[Collection entries]
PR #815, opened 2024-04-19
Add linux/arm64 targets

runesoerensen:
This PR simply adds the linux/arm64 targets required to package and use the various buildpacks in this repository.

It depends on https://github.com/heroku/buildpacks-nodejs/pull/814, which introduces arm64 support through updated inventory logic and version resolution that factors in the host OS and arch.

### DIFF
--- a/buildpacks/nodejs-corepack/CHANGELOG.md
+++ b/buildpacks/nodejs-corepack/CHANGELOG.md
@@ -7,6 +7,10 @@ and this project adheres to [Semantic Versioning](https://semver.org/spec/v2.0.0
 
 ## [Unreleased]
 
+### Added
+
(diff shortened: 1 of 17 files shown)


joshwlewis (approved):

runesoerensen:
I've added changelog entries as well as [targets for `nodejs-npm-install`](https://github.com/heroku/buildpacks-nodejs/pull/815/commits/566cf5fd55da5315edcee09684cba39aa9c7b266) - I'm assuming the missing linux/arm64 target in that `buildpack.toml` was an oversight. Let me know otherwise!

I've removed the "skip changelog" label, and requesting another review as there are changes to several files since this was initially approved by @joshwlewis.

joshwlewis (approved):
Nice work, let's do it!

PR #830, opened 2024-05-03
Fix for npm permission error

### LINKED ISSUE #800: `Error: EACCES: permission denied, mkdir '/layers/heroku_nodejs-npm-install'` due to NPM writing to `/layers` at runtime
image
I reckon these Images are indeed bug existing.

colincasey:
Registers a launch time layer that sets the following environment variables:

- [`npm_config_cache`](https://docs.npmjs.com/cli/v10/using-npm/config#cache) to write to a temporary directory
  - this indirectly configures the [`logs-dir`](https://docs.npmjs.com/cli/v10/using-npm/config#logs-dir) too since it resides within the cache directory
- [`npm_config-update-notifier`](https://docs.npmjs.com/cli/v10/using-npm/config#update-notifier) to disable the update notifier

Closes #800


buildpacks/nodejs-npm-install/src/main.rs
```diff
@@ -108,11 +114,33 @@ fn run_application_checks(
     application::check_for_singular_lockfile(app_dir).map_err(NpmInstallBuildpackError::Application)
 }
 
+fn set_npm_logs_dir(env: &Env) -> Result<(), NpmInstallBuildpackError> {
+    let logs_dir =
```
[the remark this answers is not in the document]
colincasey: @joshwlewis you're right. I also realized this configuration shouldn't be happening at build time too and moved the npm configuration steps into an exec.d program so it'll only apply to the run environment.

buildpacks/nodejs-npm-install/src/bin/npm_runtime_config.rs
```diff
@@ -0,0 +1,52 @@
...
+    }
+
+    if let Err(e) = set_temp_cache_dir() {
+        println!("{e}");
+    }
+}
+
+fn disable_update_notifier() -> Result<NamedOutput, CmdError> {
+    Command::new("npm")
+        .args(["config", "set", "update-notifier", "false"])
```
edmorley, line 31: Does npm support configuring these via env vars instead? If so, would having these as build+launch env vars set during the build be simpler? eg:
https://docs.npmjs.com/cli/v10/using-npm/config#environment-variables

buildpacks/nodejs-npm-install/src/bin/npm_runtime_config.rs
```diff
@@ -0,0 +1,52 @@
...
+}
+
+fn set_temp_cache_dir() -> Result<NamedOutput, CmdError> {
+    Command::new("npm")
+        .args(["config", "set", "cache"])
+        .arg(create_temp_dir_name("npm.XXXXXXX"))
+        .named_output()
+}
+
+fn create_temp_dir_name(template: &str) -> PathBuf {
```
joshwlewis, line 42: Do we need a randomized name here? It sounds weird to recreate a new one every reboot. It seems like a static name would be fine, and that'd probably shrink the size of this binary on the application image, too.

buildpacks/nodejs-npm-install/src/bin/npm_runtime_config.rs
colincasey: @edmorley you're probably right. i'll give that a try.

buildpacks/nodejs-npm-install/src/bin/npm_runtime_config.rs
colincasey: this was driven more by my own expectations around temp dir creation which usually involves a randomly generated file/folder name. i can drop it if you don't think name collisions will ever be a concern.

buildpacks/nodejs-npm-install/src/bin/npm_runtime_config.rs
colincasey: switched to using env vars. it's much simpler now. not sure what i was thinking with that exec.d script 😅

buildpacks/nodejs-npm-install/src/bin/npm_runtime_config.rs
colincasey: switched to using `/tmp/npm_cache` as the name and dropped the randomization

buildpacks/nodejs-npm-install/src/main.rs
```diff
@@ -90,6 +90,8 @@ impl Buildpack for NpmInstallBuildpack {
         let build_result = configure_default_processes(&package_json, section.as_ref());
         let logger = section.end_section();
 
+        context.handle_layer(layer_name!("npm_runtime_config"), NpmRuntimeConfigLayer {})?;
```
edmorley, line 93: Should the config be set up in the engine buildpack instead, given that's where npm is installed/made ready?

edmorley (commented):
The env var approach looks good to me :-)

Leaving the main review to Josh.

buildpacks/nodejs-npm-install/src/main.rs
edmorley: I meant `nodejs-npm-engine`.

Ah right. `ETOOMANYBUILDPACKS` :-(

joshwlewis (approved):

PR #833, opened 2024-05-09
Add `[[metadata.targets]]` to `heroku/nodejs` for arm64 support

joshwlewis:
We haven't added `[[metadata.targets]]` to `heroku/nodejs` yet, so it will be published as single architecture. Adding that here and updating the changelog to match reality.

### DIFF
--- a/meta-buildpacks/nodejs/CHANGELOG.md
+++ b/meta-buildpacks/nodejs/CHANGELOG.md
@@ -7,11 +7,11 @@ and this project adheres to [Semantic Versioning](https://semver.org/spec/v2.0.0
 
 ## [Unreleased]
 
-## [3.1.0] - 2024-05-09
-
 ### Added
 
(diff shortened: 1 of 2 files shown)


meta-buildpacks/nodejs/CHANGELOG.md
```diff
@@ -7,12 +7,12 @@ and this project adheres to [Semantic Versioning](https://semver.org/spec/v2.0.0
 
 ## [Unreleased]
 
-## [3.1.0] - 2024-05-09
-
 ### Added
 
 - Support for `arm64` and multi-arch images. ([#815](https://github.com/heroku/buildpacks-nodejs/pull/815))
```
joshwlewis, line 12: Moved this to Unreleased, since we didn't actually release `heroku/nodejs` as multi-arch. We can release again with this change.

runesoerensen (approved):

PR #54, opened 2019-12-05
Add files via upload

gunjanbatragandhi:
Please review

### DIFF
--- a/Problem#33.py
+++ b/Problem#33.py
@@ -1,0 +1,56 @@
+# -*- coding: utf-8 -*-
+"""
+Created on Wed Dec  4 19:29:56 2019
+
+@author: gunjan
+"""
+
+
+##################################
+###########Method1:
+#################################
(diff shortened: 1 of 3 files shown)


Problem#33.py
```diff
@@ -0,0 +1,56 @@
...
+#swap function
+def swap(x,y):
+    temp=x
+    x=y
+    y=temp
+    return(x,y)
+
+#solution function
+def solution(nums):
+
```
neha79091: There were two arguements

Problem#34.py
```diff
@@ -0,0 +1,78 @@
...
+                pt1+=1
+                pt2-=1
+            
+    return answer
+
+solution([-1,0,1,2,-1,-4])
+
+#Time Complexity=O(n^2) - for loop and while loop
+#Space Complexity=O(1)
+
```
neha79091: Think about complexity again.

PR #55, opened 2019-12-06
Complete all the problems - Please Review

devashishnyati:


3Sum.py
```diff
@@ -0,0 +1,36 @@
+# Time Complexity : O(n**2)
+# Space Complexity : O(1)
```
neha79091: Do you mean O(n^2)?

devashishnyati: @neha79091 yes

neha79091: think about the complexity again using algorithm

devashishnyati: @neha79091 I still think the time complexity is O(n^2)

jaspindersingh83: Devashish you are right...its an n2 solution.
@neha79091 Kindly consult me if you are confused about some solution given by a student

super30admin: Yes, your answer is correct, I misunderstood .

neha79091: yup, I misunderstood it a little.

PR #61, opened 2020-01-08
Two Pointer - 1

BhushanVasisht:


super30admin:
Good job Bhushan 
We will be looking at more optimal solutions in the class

==

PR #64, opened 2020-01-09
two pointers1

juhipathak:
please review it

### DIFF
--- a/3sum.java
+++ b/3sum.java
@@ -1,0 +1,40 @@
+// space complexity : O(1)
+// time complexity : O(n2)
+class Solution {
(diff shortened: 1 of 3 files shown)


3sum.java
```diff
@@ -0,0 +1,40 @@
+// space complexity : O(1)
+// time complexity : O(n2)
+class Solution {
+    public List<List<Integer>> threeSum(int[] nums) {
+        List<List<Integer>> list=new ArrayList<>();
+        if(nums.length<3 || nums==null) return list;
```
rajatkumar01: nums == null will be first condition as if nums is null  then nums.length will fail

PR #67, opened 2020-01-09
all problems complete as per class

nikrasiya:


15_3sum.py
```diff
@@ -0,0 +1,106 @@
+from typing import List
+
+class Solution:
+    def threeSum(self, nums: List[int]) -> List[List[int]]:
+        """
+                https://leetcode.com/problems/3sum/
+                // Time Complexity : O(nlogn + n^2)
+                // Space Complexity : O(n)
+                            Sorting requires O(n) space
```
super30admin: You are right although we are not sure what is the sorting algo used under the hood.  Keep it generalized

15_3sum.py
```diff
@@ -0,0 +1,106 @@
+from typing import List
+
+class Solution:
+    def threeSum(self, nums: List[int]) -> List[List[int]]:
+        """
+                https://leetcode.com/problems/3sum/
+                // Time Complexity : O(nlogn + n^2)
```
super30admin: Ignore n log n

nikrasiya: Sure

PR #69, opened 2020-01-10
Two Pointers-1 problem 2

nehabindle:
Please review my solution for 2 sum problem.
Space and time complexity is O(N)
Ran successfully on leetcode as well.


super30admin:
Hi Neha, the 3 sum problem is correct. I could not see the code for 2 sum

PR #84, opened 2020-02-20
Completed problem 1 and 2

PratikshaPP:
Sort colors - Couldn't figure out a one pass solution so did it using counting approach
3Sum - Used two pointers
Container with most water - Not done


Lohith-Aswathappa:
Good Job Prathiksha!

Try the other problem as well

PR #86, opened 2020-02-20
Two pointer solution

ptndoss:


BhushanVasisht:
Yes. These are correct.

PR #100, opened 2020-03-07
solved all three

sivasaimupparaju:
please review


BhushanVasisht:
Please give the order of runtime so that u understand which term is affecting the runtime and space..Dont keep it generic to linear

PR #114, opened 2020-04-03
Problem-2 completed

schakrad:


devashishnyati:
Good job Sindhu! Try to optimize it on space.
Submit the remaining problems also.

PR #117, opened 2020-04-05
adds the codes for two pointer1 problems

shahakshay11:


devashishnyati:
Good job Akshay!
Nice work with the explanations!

■ **THE TASK**
Where does the string "return" appear in the records above? Show every line that holds it.

■ **SOLUTION TO THIS PROBLEM**
+    return(x,y)
+    return answer
+        if(nums.length<3 || nums==null) return list;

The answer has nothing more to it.